Went back catfishing the main river for the last few hours of the evening, and had a slow steady stream of bites going. There was a lot of surface activity around us, and I said (as I always do) that it made me want to throw a topwater. My little bro jumped on that idea and picked out a pop-R and had a hit on his first cast. A few casts later he brought in a nice big skipjack. I was so geeked, you'd think he had reeled in a sack full of money. We cut that skippy up and got bites immediately - two sauger and a flathead.

Sadly, we had to leave just when things were picking up. We were off the river and on our way home around 8:00p.
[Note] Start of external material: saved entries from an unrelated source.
PR #168, opened 2024-11-19
Intelligence Service MVP Java Spring Boot setup 

milesha:
Contains #169 

### Motivation
We want to perform and store chats with the AI Mentor.

### Description
This PR adds following entities and functionality:
- `Session`. You can:
   - create a new session
   - get a list of all existing sessions for a given user
- `Message`. You can:
   - get a list of all existing messages in a given session
   - send a message into a session and get response from an OpenAI instance 

### Testing Instructions
- Start the `application-server` and `intelligence service`

#### General

#### Server (if applicable)

- [ ] Proper error handling has been implemented


server/application-server/src/main/java/de/tum/in/www1/hephaestus/chat/message/MessageController.java
```diff
@@ -0,0 +1,33 @@
...
+import org.springframework.web.bind.annotation.RequestBody;
+import org.springframework.web.bind.annotation.RequestMapping;
+import org.springframework.web.bind.annotation.RestController;
+
+import java.util.List;
+
+@RestController
+@RequestMapping("/messages")
+public class MessageController {
+    private final MessageService messageService;
```
iam-flo, line 16: @Autowired

iam-flo (changes requested):

server/application-server/src/main/java/de/tum/in/www1/hephaestus/chat/message/Message.java
```diff
@@ -0,0 +1,43 @@
...
+    @NonNull
+    @Column(name = "sent_at")
+    private OffsetDateTime sentAt = OffsetDateTime.now();
+
+    @NonNull
+    @Enumerated(EnumType.STRING)
+    private MessageSender sender;
+
+    @NonNull
+    @Column(name = "content")
```
GODrums, line 32: Same goes here, if you don't want to specify e.g. the String length or SQL type, you can omit `@Column`.

server/application-server/src/main/java/de/tum/in/www1/hephaestus/chat/message/MessageService.java
```diff
@@ -0,0 +1,84 @@
...
+
+    public MessageService() {
+        ApiClient apiClient = new ApiClient();
+        apiClient.setBasePath("http://127.0.0.1:8000");
+        this.sessionApiClient = new DefaultApi(apiClient);
+    }
+
+    public List<MessageDTO> getMessagesBySessionId(Long sessionId) {
+        return messageRepository.findBySessionId(sessionId).stream()
+                .map(message -> new MessageDTO(message.getId(), message.getSentAt(), message.getSender(),
```
GODrums, line 32: Use `MessageDTO.fromMessage(message)` so the conversion-logic stays within the DTO.

server/application-server/src/main/java/de/tum/in/www1/hephaestus/chat/message/MessageService.java
```diff
@@ -0,0 +1,84 @@
...
+    public MessageDTO sendMessage(String content, Long sessionId) {
+        Optional<Session> session = sessionRepository.findById(sessionId);
+        if (session.isEmpty() || content == null) {
+            return null;
+        }
+
+        Message userMessage = new Message();
+        userMessage.setSender(MessageSender.USER);
+        userMessage.setContent(content);
+        userMessage.setSession(session.get());
```
GODrums, line 46: Maybe just create a new variable for the unpacked session before accessing it via the `Optional` that often

server/application-server/src/main/java/de/tum/in/www1/hephaestus/chat/session/Session.java
```diff
@@ -0,0 +1,38 @@
...
+import org.springframework.lang.NonNull;
+import jakarta.persistence.*;
+import de.tum.in.www1.hephaestus.chat.message.Message;
+import de.tum.in.www1.hephaestus.gitprovider.user.User;
+
+@Entity
+@Table(name = "session")
+@Getter
+@Setter
+@ToString(callSuper = true)
```
GODrums, line 19: Same here, just omit the `callSuper`

server/application-server/src/main/java/de/tum/in/www1/hephaestus/chat/session/Session.java
```diff
@@ -0,0 +1,38 @@
...
+@NoArgsConstructor
+public class Session {
+    @Id
+    @GeneratedValue(strategy = GenerationType.IDENTITY)
+    private Long id;
+
+    @OrderColumn(name = "message_order")
```
GODrums, line 26: I'm probably missing something here, but `Message` doesn't have such a column?
Probably ordering after `sentAt` makes the most sense here?

server/application-server/src/main/java/de/tum/in/www1/hephaestus/chat/session/Session.java
```diff
@@ -0,0 +1,38 @@
...
+    @OneToMany(mappedBy = "session")
+    private List<Message> messages = new ArrayList<>();
+
+    @NonNull
+    @Column(name = "created_at")
```
GODrums, line 31: Just like in `Message`, you can omit `@Column` and make use of the automatic the naming.

server/application-server/src/main/java/de/tum/in/www1/hephaestus/chat/session/SessionController.java
```diff
@@ -0,0 +1,35 @@
...
+import org.springframework.web.bind.annotation.PostMapping;
+import org.springframework.web.bind.annotation.RequestBody;
+import org.springframework.web.bind.annotation.GetMapping;
+
+import java.util.List;
+
+import org.springframework.http.ResponseEntity;
+
+@RestController
+@RequestMapping("/sessions")
```
GODrums, line 15: Our usual convention is to use the singular in endpoint naming. So `/session`.

Same goes for the `MessageController`.

server/application-server/src/main/java/de/tum/in/www1/hephaestus/chat/session/SessionController.java
```diff
@@ -0,0 +1,35 @@
...
+public class SessionController {
+
+    private final SessionService sessionService;
```
GODrums, line 18: Use `@Autowired` instead and omit the constructor.

server/application-server/src/main/java/de/tum/in/www1/hephaestus/chat/session/SessionRepository.java
```diff
@@ -0,0 +1,14 @@
...
+import org.springframework.data.repository.query.Param;
+import org.springframework.stereotype.Repository;
+
+import java.util.Optional;
+import java.util.List;
+
+@Repository
+public interface SessionRepository extends JpaRepository<Session, Long> {
+
+    Optional<List<Session>> findByUserLogin(@Param("login") String login);
```
GODrums, line 13: If you don't specify `@Query`, you shouldn't need `@Param` either.

Also lists don't need to be optional as you would just get an empty list in case the database returns an empty result set.

server/intelligence-service/app/model.py
```diff
@@ -60,7 +61,7 @@ class State(TypedDict):
     token_counter=model,
     include_system=True,
     allow_partial=False,
-    start_on="human",
+    start_on="human",  # TODO: change to "system"
```
GODrums, line 64: Is this TODO meant for this PR? Otherwise maybe create and link a follow-up issue, so that TODOs don't stay in here forever.

GODrums (changes requested):
I added a few comments regarding our usual conventions in Java otherwise this looks nice already :)

iam-flo (dismissed):

server/intelligence-service/app/main.py
```diff
@@ -10,18 +9,15 @@
...
 
-# Global dictionary to store conversation states
-conversations: Dict[str, dict] = {}
-
 
 class ChatRequest(BaseModel):
-    message: str
-    thread_id: Optional[str] = None
+    session_id: str
+    message_content: str
```
FelixTJDietrich, line 15: This has to be a list of messages am I right?

server/intelligence-service/app/main.py
```diff
@@ -30,23 +26,11 @@ class ChatResponse(BaseModel):
...
-        user_input = request.message
-        result = chat_function(thread_id, user_input, state)
-        state = result["state"]
-        response_message = result["response"]["messages"][-1].content
-        conversations[thread_id] = state
-        return ChatResponse(response=response_message)
+    state = {"messages": []}
+
+    result = send_message(
+        thread_id=request.session_id, input_message=request.message_content, state=state
```
FelixTJDietrich, line 32: `thread_id` is now `session_id` am I right?

server/intelligence-service/app/main.py
```diff
@@ -10,18 +9,15 @@
...
 
 
 class ChatResponse(BaseModel):
-    response: str
-    thread_id: Optional[str] = None
+    session_id: str
+    message_content: str
 
 
 @app.post(
```
FelixTJDietrich, line 23: Just move this endpoint to a separate file and let the send message code live in the body. I think this makes it a bit more complicated than it needs to be. We don't have to do controller + service for the intelligence service IMO just keep the code together for now

server/intelligence-service/app/model.py
```diff
@@ -78,29 +78,13 @@ def call_model(state: State):
 app = workflow.compile(checkpointer=memory)
```
FelixTJDietrich, line 78: Can we rename this? Mentally, for me `app` is reserved to `FastAPI`

server/intelligence-service/app/model.py
```diff
@@ -60,14 +60,14 @@ class State(TypedDict):
     token_counter=model,
     include_system=True,
     allow_partial=False,
-    start_on="human",
+    start_on="system",
 )
 
 
 def call_model(state: State):
     chain = mentor_prompt | model
```
FelixTJDietrich, line 68: I thought you wanted to use LangGraph? Why are you using a chain?

server/intelligence-service/app/model.py
FelixTJDietrich: LangGraph tutorial uses `graph = graph_builder.compile()`

FelixTJDietrich, line 78: I would also remove `checkpointer=memory` for now. If we use `MemorySaver` we would also need `PostgresSaver` for a production environment as I understand and we are not there yet. What is it doing as of now?

server/intelligence-service/app/model.py
```diff
@@ -78,29 +78,13 @@ def call_model(state: State):
...
-
-
-def chat(thread_id: str, input_message: str, state: State):
+def send_message(thread_id: str, input_message: str, state: State):
     config = {"configurable": {"thread_id": thread_id}}
     # append the new human message to the conversation
     state["messages"] += [HumanMessage(input_message)]
-    state["step"] += 1
 
     output = app.invoke(
```
FelixTJDietrich, line 86: I think you would use a initial LLM call to choose between the step given the context and then use `conditional_edges` to select between the tasks in a second step. Each task node would then have a different prompt.

FelixTJDietrich (changes requested):

server/application-server/src/main/java/de/tum/in/www1/hephaestus/chat/message/Message.java
```diff
@@ -0,0 +1,43 @@
...
+    private Long id;
+
+    @NonNull
+    private OffsetDateTime sentAt = OffsetDateTime.now();
+
+    @NonNull
+    @Enumerated(EnumType.STRING)
+    private MessageSender sender;
+
+    @Lob
```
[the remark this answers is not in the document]
milesha: No, I have set it back to `@Column(length = Length.LONG16)` in the latests PR after some extra testing

server/intelligence-service/app/main.py
milesha: Yes, I would change the parameter name in the model for the consistency as well

FelixTJDietrich (approved):
I think it should be good now :)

Overall, a pretty good day, given the conditions: 13 channels, 4 smallies, 3 flatheads, 2 gar, 2 sauger and a skipjack. Biggest fish was a flathead in the 10 lb range. I'll post pics tomorrow or Wednesday.


----------



## Cheesehead Cory (May 16, 2004)




----------



## archman (Apr 30, 2004)

Nice pics guys. Glad you got into them. Jim, where was your 30 lber?????


----------



## cheezemm2 (Apr 7, 2004)

It's in there, waiting.....November is almost here. If you'd ever stop making babies and I'd get married, buy a house, and switch jobs maybe we could go steelheading and pick up some of those dying shad at the same time! 

I think if it had been Saturday there would've been a 20lber in the boat by 9pm, but it was getting late for a school/work night! 

The skippie hit the water and we had bites on it w/in 5 mins!%


----------



## legendaryyaj (Nov 1, 2005)

No more bass boat Corey?


----------



## Cheesehead Cory (May 16, 2004)

Nope, traded it in for the deep V Monark in May. I wanted something that I could take bass fishing or out on Erie.


----------



## RodMan (Apr 6, 2004)

Cory,

Was that you fishing the main channel near Cables Eddie (Half Moon) around dusk? If so Crappiebub and I passed you guys around 6:30 -7:00 pm heading south in a Targa w/ a 150 Opti on the back. I think we pulled out just before you guys at the Steubenville Ramp.


----------



## Cheesehead Cory (May 16, 2004)

Yep, that was us. How did you guys do? You sure got your boat loading routine down - you guys were out of there quick. Any idea how the tournament went?


----------



## RodMan (Apr 6, 2004)

We were out for the last couple of hours of light checking on the fall bite. We ended up with two walleyes, a smallmouth, and a small hybrid. I don't know how the tournament went, just that there were a lot of boats in it! We talked to several fisherman as we were putting in that said the bite was very tough.

See you on the water!

Joe


----------